La société permet aux utilisateurs de choisir un code PIN de 4 chiffres pour s’authentifier pour l’ensemble de ses services en ligne et notamment pour l’accès à leur compte Microsoft, qui recense les achats effectués sur le store et les moyens de paiement utilisés. Or, le nombre de tentatives de saisie de ce code PIN n’est pas limité, ce qui n’assure pas la sécurité et la confidentialité des données des utilisateurs.

Une absence de consentement des personnes

Il apparaît également qu’un identifiant publicitaire est activé par défaut lors de l’installation de Windows 10. Il permet à des applications Windows et des applications tierces de suivre la navigation des utilisateurs et de leur proposer des publicités ciblées sans que le consentement des utilisateurs n’ait été recueilli.

Une absence d’information et de possibilité de s’opposer au dépôt de cookies

La société dépose sur les terminaux des utilisateurs des cookies publicitaires, sans les en avoir au préalable correctement informés, ni mis en mesure de s’y opposer.

La persistance de transferts internationaux sur la base du Safe harbor

La société transfère les données personnelles de ses membres aux Etats-Unis sur la base du Safe harbor, ce qui n’est plus possible depuis la décision de la Cour de Justice de l’Union Européenne du 6 octobre 2015.

La Présidente de la CNIL a donc décidé de mettre en demeure MICROSOFT CORPORATION de se conformer à la loi dans un délai de 3 mois. Cette procédure et l’analyse juridique de la CNIL n’engagent que l’autorité française, les autres Etats membres du Contact group poursuivant leurs investigations sur leur territoire.

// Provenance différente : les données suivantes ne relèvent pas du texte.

PR #762, opened 2024-10-04
Implementation of feature 720 asym_line

leovsch:
**Implement feature**: `# 720`

### Changes proposed in this PR include:

Implementation of [feature 720](https://github.com/PowerGridModel/power-grid-model/issues/720).
Add a new component to support asym_line specification with R, X and C matrix values

### Could you please pay extra attention to the points below when reviewing the PR:

I'm a new contributor so pay attention to the coding standards applicable to this project along with achitectural rules etc.

### Check list

- [x] Check if the available input/update/output data suffices (check `power-grid-model/power_grid_model_c/power_grid_model/include/power_grid_model/auxiliary/` `input.hpp` / `update.hpp` / `output.hpp` or in the documentation directly)
- [x] If not, add the new data format to `code_generation/data/attribute_classes/` `input.json` / `update.json` / `output.json`  + run `code_generation/code_gen.py`
- [x] Create a new component in a new `power-grid-model/power_grid_model_c/power_grid_model/include/power_grid_model/component/[component].hpp` file that at least inherits from Base, but in this case `GenericBranch` should inherit from `Branch`
- [x] If necessary: add new enums or exceptions
- [x] Create the necessary unit tests in `power-grid-model/tests/cpp_unit_tests/test_[component].cpp`
- [x] Add the `test_[component].cpp` to `power-grid-model/tests/cpp_unit_tests/CMakeLists.txt`
- [x] Add component to `power_grid_model_c/power_grid_model/include/power_grid_model/all_components.hpp`
- [x] Not necessary for this component (If necessary update `main_core/topology.hpp` / `input.hpp` / `output.hpp` / `update.hpp`)
- [x] Add component to `code_generation/data/dataset_class_maps/dataset_definitions.json` + re-run `code_generation/code_gen.py`
- [x] Add validation test cases to `tests/data`
- [x] Update input/update data validator for the new component: `src/power_grid_model/validation/validation.py` + add corresponding tests

Issue #720, opened 2024-09-12
[FEATURE] support asymmetric line


leovsch:
# Background
Currently the `line` component only supports symmetric components as input. Namely, `r1` `x1` `r0` `x0`. 

## Feature request
Opendss also supports the full specification of Rmatrix and Xmatrix see [the opendss manual](https://opendss.epri.com/Line.html) section 
'Matrix Impedance Definition Properties'. We would like PGM to also support this by having an new component called `asym_line` so that we can reproduce the same result as OpenDSS.

petersalemink95:
Hi @leovsch,

Thank you for your request; this would be a nice addition to Power Grid Model.
I heard from @TonyXiang8787 that you're interested in picking-up the feature yourself. 
That would be awesome.
I'll add the steps that need to be taken to add a new component to Power Grid Model below.
Know that the maintainers are there to support you, if you need help.

You can either request help through the issue or get our contacts directly through @TonyXiang8787.

- [ ] Check if the available input/update/output data suffices (check `power-grid-model/power_grid_model_c/power_grid_model/include/power_grid_model/auxiliary/` `input.hpp` / `update.hpp` / `output.hpp` or in the documentation directly)
- [ ] If not, add the new data format to `code_generation/data/attribute_classes/` `input.json` / `update.json` / `output.json`  + run `code_generation/code_gen.py`
- [ ] Create a new component in a new `power-grid-model/power_grid_model_c/power_grid_model/include/power_grid_model/component/[component].hpp` file that at least inherits from Base, but in this case `GenericBranch` should inherit from `Branch`
- [ ] If necessary: add new enums or exceptions
- [ ] Create the necessary unit tests in `power-grid-model/tests/cpp_unit_tests/test_[component].cpp`
- [ ] Add the `test_[component].cpp` to `power-grid-model/tests/cpp_unit_tests/CMakeLists.txt`
- [ ] Add component to `power_grid_model_c/power_grid_model/include/power_grid_model/all_components.hpp`
- [ ] Not necessary for this component (If necessary update `main_core/topology.hpp` / `input.hpp` / `output.hpp` / `update.hpp`)
- [ ] Add component to `code_generation/data/dataset_class_maps/dataset_definitions.json` + re-run `code_generation/code_gen.py`
- [ ] Add validation test cases to `tests/data`
- [ ] Update input/update data validator for the new component: `src/power_grid_model/validation/validation.py` + add corresponding tests

Note: the order is recommended, but not necessary

[...]

PR #941, opened 2025-03-31
Full clang-tidy

Laurynas-Jagutis:
For now, this PR is for experimentation with the changes

### DIFF
--- a/.github/workflows/ci.yml
+++ b/.github/workflows/ci.yml
@@ -53,10 +53,32 @@ jobs:
   reuse-compliance:
     uses: "./.github/workflows/reuse-compliance.yml"
 
+  obtain-clang-tidy-target:
+    runs-on: ubuntu-24.04
+    outputs:
+      target: ${{ steps.set-target.outputs.target }}
+    steps:
+      - name: set target depending on event
+        id: set-target
+        run: |
+          echo "target=power_grid_model_api_tests" >> "$GITHUB_OUTPUT"
+          if [ ${{ github.event_name }} = "pull_request" ]; then
+            echo "target=power_grid_model_api_tests" >> "$GITHUB_OUTPUT"
+          fi
+
+  debug-clang-tidy-target:
+    needs: obtain-clang-tidy-target
+    runs-on: ubuntu-24.04
+    steps:
+      - name: debug target
+        run: |
+          echo ${{ needs.obtain-clang-tidy-target.outputs.target }}
+
   clang-tidy:
+    needs: obtain-clang-tidy-target
     uses: "./.github/workflows/clang-tidy.yml"
     with:
-      target: "power_grid_model_api_tests"
+      target: ${{ needs.obtain-clang-tidy-target.outputs.target }}
 
   ci-passed:
     runs-on: ubuntu-latest
--- a/.github/workflows/clang-tidy.yml
+++ b/.github/workflows/clang-tidy.yml
@@ -78,4 +78,4 @@ jobs:
       - name: Build
         run: |
           cmake --preset ${{ env.PRESET }}
-          cmake --build --preset ${{ env.PRESET }} --target ${{ env.TARGET }}
+          cmake --build --preset ${{ env.PRESET }} --target ${{ env.TARGET }} -- -k 0


.github/workflows/ci.yml
```diff
@@ -53,10 +53,32 @@ jobs:
   reuse-compliance:
     uses: "./.github/workflows/reuse-compliance.yml"
 
+  obtain-clang-tidy-target:
+    runs-on: ubuntu-24.04
```
figueroa1395, line 57: Please change to `ubuntu-latest`

.github/workflows/ci.yml
```diff
@@ -53,10 +53,32 @@ jobs:
...
+    outputs:
+      target: ${{ steps.set-target.outputs.target }}
+    steps:
+      - name: set target depending on event
+        id: set-target
+        run: |
+          echo "target=power_grid_model_api_tests" >> "$GITHUB_OUTPUT"
+          if [ ${{ github.event_name }} = "pull_request" ]; then
+            echo "target=all" >> "$GITHUB_OUTPUT"
+          fi
```
figueroa1395, line 67: Is this desired? I think I understand the thought process behind it, but I don't think it fits our use case very well. We create PRs when the code is very immature in many cases, so why run a full clang tidy run only when opening the PRs? I don't think that would really make use of clang tidy and may lead to problems appearing later.

.github/workflows/clang-tidy.yml
```diff
@@ -78,4 +73,4 @@ jobs:
       - name: Build
         run: |
           cmake --preset ${{ env.PRESET }}
-          cmake --build --preset ${{ env.PRESET }} --target ${{ env.TARGET }}
+          cmake --build --preset ${{ env.PRESET }} --target ${{ env.TARGET }} -- -k 0
```
figueroa1395, line 76: This is equivalent to `ninja`s default `-k 1`, right? If so, why the change? I am just curious.

.github/workflows/ci.yml
mgovers: i think we should just do the full clang-tidy build always. it doesn't matter if the code is still immature, but we don't want to keep breaking the nightly on a weekly basis.

Another important thing: `power_grid_model_benchmark` is marked `EXCLUDE_FROM_ALL` so we should explicitly add it here (as is the case in the `Nightly` build)

.github/workflows/clang-tidy.yml
mgovers: it's equivalent to `ninja`'s `-k 0`. It's the amount of failing targets after which it errors out, i.e., `-k 0` means `always continue`, while `-k 1` means `stop after the first failing target`

figueroa1395: Ohh so I miss-read the documentation then. Now it makes sense: we want to see the whole failing log and for it to continue until it literally can't. Feel free to resolve.

.github/workflows/ci.yml
figueroa1395: I agree with you, maybe I miss-read the code then? To me it reads, when opening a PR do a full clang tidy, if not, just run it on the API. And we want to always do a full run.

.github/workflows/ci.yml
Laurynas-Jagutis: This was removed

.github/workflows/ci.yml
Laurynas-Jagutis: Yes, you did not miss-read the code :). I think that I just got a little confused with the wording in my ticket: "enable full clang-tidy build again on every PR".
But I have now changed it to how you described it.

figueroa1395:
The PR looks good do me. However, before approval, if I take a look at the `clang-tidy` workflow in

> Proof of 2nd bullet point, with a purposefully created error: https://github.com/PowerGridModel/power-grid-model/actions/runs/14214214087/job/39827059570?pr=941

I see that it is failing due to a minor thing (I wonder why it now shows here but it didn't before in the nightly). Could you fix it? I believe it is false positive (so can be probably marked as such), but please take a look at it. Here should be fine since I think the fix would be a one-liner.

Laurynas-Jagutis:
> The PR looks good do me. However, before approval, if I take a look at the `clang-tidy` workflow in
> 
> > Proof of 2nd bullet point, with a purposefully created error: https://github.com/PowerGridModel/power-grid-model/actions/runs/14214214087/job/39827059570?pr=941
> 
> I see that it is failing due to a minor thing (I wonder why it now shows here but it didn't before in the nightly). Could you fix it? I believe it is false positive (so can be probably marked as such), but please take a look at it. Here should be fine since I think the fix would be a one-liner.

This error was created on purpose by me in that single commit. I wanted to test if clang tidy is going to continue with other build objects even if one of them fails. In the link that I attached it shows that indeed it did continue even with the error that I purposefully included, which is the desired behavior. 
After testing it out I removed the error (which I myself included on purpose), thus all the checks pass

figueroa1395:
> > The PR looks good do me. However, before approval, if I take a look at the `clang-tidy` workflow in
> > > Proof of 2nd bullet point, with a purposefully created error: https://github.com/PowerGridModel/power-grid-model/actions/runs/14214214087/job/39827059570?pr=941
> > 
> > 
> > I see that it is failing due to a minor thing (I wonder why it now shows here but it didn't before in the nightly). Could you fix it? I believe it is false positive (so can be probably marked as such), but please take a look at it. Here should be fine since I think the fix would be a one-liner.
> 
> This error was created on purpose by me in that single commit. I wanted to test if clang tidy is going to continue with other build objects even if one of them fails. In the link that I attached it shows that indeed it did continue even with the error that I purposefully included, which is the desired behavior. After testing it out I removed the error (which I myself included on purpose), thus all the checks pass

Are you sure? Because the error points towards the `read` function in the `validation.cpp` file, which I think is unrelated to your "on purpose" error. Just making sure :)

tests/cpp_validation_tests/test_validation.cpp
```diff
@@ -37,7 +37,7 @@ class UnsupportedValidationCase : public PowerGridError {
 
 using nlohmann::json;
 
-auto read_file(std::filesystem::path const& path) {
+auto read_file(std::filesystem::path const& path) { // NOLINT(clang-diagnostic-unused-function)
```
mgovers, line 40: is this really unused? if so, please delete, but i expect this to be a false positive. can you find the underlying reason?

figueroa1395 (approved):

mgovers:
@Laurynas-Jagutis i also think it's ready. Can you please press the merge button if you think so as well?

.github/workflows/ci.yml
```diff
@@ -56,7 +56,7 @@ jobs:
   clang-tidy:
     uses: "./.github/workflows/clang-tidy.yml"
     with:
-      target: "power_grid_model_api_tests"
+      target: "all power_grid_model_benchmark_cpp"
```
TonyXiang8787, line 59: Do we want to include benchmark target? I think this should still be out of the scope until benchmark is refactored to route through C-API

figueroa1395: Makes sense. Then we can keep it in the nightly only.

Jerry-Jinfeng-Guo:
@Laurynas-Jagutis Can we have a short demo session regarding the implications to the rest of the team before merging? Like an extended version of workflow-wise implication of the Tech Review session.

.github/workflows/ci.yml
mgovers: @TonyXiang8787 are you OK with keeping PGM-benchmark in this PR so that this can supersede the nightly entirely?

if not, @Laurynas-Jagutis can you exclude it here?

TonyXiang8787: What do you mean supersede?

TonyXiang8787:
@mgovers @Laurynas-Jagutis 

My proposal is to wait this PR until #762 is merged. So it does not create more additional CI fails there. After #762 has been merged, we might get build failures in this PR because of the clang-tidy stuff for the test code of `asym_line`.

.github/workflows/ci.yml
TonyXiang8787: I think we should keep excluding benchmark target until we route it via C-API

mgovers: > What do you mean supersede?

i meant that, currently, the nightly will fail every time we make a change in one of the headers that causes clang-tidy errors in the tests and PGM benchmark (which are not triggered in regular CI at the moment). This PR enables this, so that we don't accidentally break the Nightly in one of our PRs, effectively changing the purpose of the Nightly from a "catch all things we accidentally break ourselves" to only "catch things that external dependencies may break", which is important.

* Removing PGM-benchmark from this PR means accepting the fact that we will keep continuing to break the PGM-benchmark clang-tidy, and therefore the Nightly on a regular basis.
* If we keep PGM-benchmark, the added overhead is small and it will prevent us from accidentally messing up. The fixes are usually small but currently require a separate PR and also are missed on a regular basis, because we ourselves have to check whether the Nightly still passes manually instead of automatically.

What is your objection against adding the PGM benchmark here?

TonyXiang8787: I propose to even exclude benchmark target in the nightly build. The benchmark target is not in a good shape, and we should park it until we figure out what to do with it, instead of trying to fix clang-tidy or whatever issues come with it in its current form.

It makes less sense to spend effort to detect and fix potential break in clang-tidy in benchmark target, if the whole target is going to be extensively re-designed and re-written.

mgovers: ok, that's fair. @Laurynas-Jagutis can you do that please?

mgovers (approved):
#720 was merged, so this is now good to go. All looks good

mgovers:
@Laurynas-Jagutis quick reminder to double-check that the Nightly works as intended tomorrow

L’objet de cette mise en demeure n’est pas d’interdire toute publicité sur les services de la société mais de permettre aux utilisateurs d’exercer leur choix librement en étant correctement informés de leurs droits.

Il a été décidé de rendre publique cette mise en demeure notamment en raison de la gravité des manquements constatés et du nombre de personnes concernées (plus de dix millions d’utilisateurs de Windows 10 sur le territoire national).

La CNIL rappelle que cette mise en demeure n'est pas une sanction. En effet, aucune suite ne sera donnée à cette procédure si la société se conforme à la loi dans le délai imparti. Dans ce cas, la clôture de la procédure fera également l'objet d'une publicité.

Si MICROSOFT CORPORATION ne se conforme pas à cette mise en demeure dans le délai imparti, la Présidente pourra désigner un rapporteur qui, le cas échéant, pourra établir un rapport proposant à la formation restreinte de la CNIL, chargée de sanctionner les manquements à la loi Informatique et Libertés, de prononcer une sanction à l’égard de la société.

https://www.cnil.fr/fr/windows-10-la-cnil-met-publiquement-en-demeure-microsoft-corporation-de-se-conformer-dans-un-delai

 

[Tramp]

L'administration qui fait les règles, les fait appliquer et juge les manquements. Y a pas de conflit d'intérêt c'est clair.

[PABerryer]

Non la CNIL ne fait qu'appliquer une législation qui existe.

[Tramp]

Elle ne fait qu'appliquer la legislation qui lui donne le pouvoir de réguler, contrôler et sanctionner.

[Brock]

toujours le meme pipeau sur les cookies et pendant ce temps la ca veut ficher tout le monde pour n'importe quelles raisons.

[Lancelot]

L'administration qui fait les règles, les fait appliquer et juge les manquements. Y a pas de conflit d'intérêt c'est clair.

Bienvenue dans le monde merveilleux du droit administratif.